I swept the dust off my right foot and studied my ankle.

“How bad is it?” Nick asked anxiously. “Do you think it's broken?”

“Let's just say that my tap-dancing career may well be over,” I muttered.

“Jessie, I can't believe you're joking around!”

“Sorry.” I examined the injured spots, wincing whenever I touched it. From the way it looked and felt, I suspected it was just a bad sprain. Good news, I supposed, even though I was still going to find it close to impossible to walk.

Now we'll never get out of here, I thought, blinking hard in a last-ditch effort at holding on to those tears.

I glanced up at Nick, feeling truly sorry that I'd gotten him into this situation. If I hadn't been so nosy our first day here, barging into the ballroom at the Royal Banyan to see what all the singing and cheering was about, right now I'd be sitting by the pool or snorkeling instead of languishing in a hot, dry canyon with a useless foot that felt as if someone had just tried to snap it off.

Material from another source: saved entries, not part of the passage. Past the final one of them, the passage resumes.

PR #181, opened 2020-02-19
Optimize triggers to fire many keys at once.

cube2222:
Optimize triggers to fire many keys at once.
Tidy up triggers in execution plan.
Remove dependency of trigger package on the execution package.

### DIFF
--- a/execution/trigger/counting.go
+++ b/execution/trigger/counting.go
@@ -7,7 +7,6 @@ import (
 	"github.com/pkg/errors"
 
 	"github.com/cube2222/octosql"
-	"github.com/cube2222/octosql/execution"
 	"github.com/cube2222/octosql/streaming/storage"
 )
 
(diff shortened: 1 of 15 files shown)


execution/trigger/multitrigger.go
```diff
@@ -43,39 +49,44 @@ func (m *MultiTrigger) UpdateWatermark(ctx context.Context, tx storage.StateTran
...
 					if err != nil {
-						return octosql.ZeroValue(), errors.Wrapf(err, "couldn't mark key fired in trigger with index %d after trigger with index %d fired", j, i)
+						return nil, errors.Wrapf(err, "couldn't mark keys fired in Trigger with index %d after Trigger with index %d fired", j, i)
 					}
 				}
 			}
-			return key, nil
-		} else if err != execution.ErrNoKeyToFire {
-			return octosql.ZeroValue(), errors.Wrapf(err, "couldn't poll key to fire in trigger with index %d: %v", i, m.triggers[i])
+			if outKeys == nil {
```
woojtek: I think you could just declare outKeys as
`
make([]octosql.Value, 0)
`

and then get rid of this if statement

execution/trigger/multitrigger.go
```diff
@@ -43,39 +49,44 @@ func (m *MultiTrigger) UpdateWatermark(ctx context.Context, tx storage.StateTran
...
+			} else {
+				outKeys = append(outKeys, keys...)
+			}
+		} else if err != nil {
+			return nil, errors.Wrapf(err, "couldn't poll keys to fire in Trigger with index %d: %v", i, m.triggers[i])
 		}
 	}
 
-	return octosql.ZeroValue(), execution.ErrNoKeyToFire
+	return outKeys, nil
```
woojtek: same, change from ErrNoKeyToFire to nil is not very clear for me

execution/trigger/watermark.go
```diff
@@ -104,18 +103,10 @@ func (wt *WatermarkTrigger) PollKeyToFire(ctx context.Context, tx storage.StateT
...
-		return octosql.ZeroValue(), execution.ErrNoKeyToFire
-	}
-
-	key, sendTime, err := timeKeys.GetFirst()
-	if err != nil {
-		if err == storage.ErrNotFound {
-			panic("unreachable")
-		}
-		return octosql.ZeroValue(), errors.Wrap(err, "couldn't get first key by time")
+		return nil, nil
```
woojtek: same

execution/trigger/watermark.go
```diff
@@ -124,35 +115,45 @@ func (wt *WatermarkTrigger) PollKeyToFire(ctx context.Context, tx storage.StateT
...
+			panic("unreachable")
+		}
+		return nil, errors.Wrap(err, "couldn't get keys by time until watermark")
 	}
 
-	err = timeKeys.Delete(key, sendTime)
-	if err != nil {
-		return octosql.ZeroValue(), errors.Wrap(err, "couldn't delete key")
+	for i := range keys {
+		if watermark.Before(times[i]) {
```
JasiekChomiak: If it's truly unreachable (as when one adds this as a default in a switch) then why add this if statement?
Is this like a sanity check?

execution/trigger/counting.go
```diff
@@ -65,51 +64,57 @@ func (ct *CountingTrigger) UpdateWatermark(ctx context.Context, tx storage.State
...
 
-func (ct *CountingTrigger) PollKeyToFire(ctx context.Context, tx storage.StateTransaction) (octosql.Value, error) {
+func (ct *CountingTrigger) PollKeysToFire(ctx context.Context, tx storage.StateTransaction) ([]octosql.Value, error) {
 	toSend := storage.NewValueState(tx.WithPrefix(toSendPrefix))
 	var out octosql.Value
 	err := toSend.Get(&out)
 	if err != nil {
 		if err == storage.ErrNotFound {
-			return octosql.ZeroValue(), execution.ErrNoKeyToFire
+			return nil, nil
```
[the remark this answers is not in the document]
cube2222: It's a new pattern in the whole package. Before you had octosql.Value being returned, which isn't a pointer so can't be returned as nil.

Now we are returning a slice, a nil slice is just an empty slice.

execution/trigger/counting.go
```diff
@@ -65,51 +64,57 @@ func (ct *CountingTrigger) UpdateWatermark(ctx context.Context, tx storage.State
...
+		return nil, errors.Wrap(err, "couldn't get value to send")
 	}
 
 	err = toSend.Clear()
 	if err != nil {
-		return octosql.ZeroValue(), errors.Wrap(err, "couldn't clear value to send")
+		return nil, errors.Wrap(err, "couldn't clear value to send")
 	}
-	return out, nil
+	return []octosql.Value{out}, nil
```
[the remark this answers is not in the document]
cube2222: That function doesn't work like that. AsSlice gets a slice from a tuple. out is not a tuple, it's a single value.

execution/trigger/multitrigger.go
cube2222: nil and this make are equal. This is just a small premature optimisation. I think without append this will be faster.

cube2222: No unnecessary copying.

execution/trigger/multitrigger.go
cube2222: As above.

execution/trigger/watermark.go
cube2222: Yeah, it's a sanity check.

cube2222: Cause I think this would be hell to debug if it didn't work.

execution/trigger/timesortedkeys.go
```diff
@@ -58,6 +58,50 @@ func (tsk *TimeSortedKeys) Update(key octosql.Value, t time.Time) error {
...
+		}
+
+		outTimes = append(outTimes, tuple[0].AsTime())
+		outValues = append(outValues, tuple[1])
+	}
+	if err == storage.ErrEndOfIterator {
+	} else if err != nil {
+		return nil, nil, errors.Wrap(err, "couldn't get first element from iterator")
+	}
+	if err := iter.Close(); err != nil {
```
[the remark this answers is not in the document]
cube2222: Sure.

I would have forgiven him for anything he might have said to me at that moment, no matter how terrible his accusations. Instead, he looked around and said, “I don't suppose you saw that other bagel down there, did you?”

I actually laughed. It felt good, as well as very strange.

Unfortunately, our moment of levity lasted exactly that long: one moment. “What do you think we should do now?” I asked Nick. My own decisions had turned out to be such bad ones that I no longer felt I deserved to take on a leadership role.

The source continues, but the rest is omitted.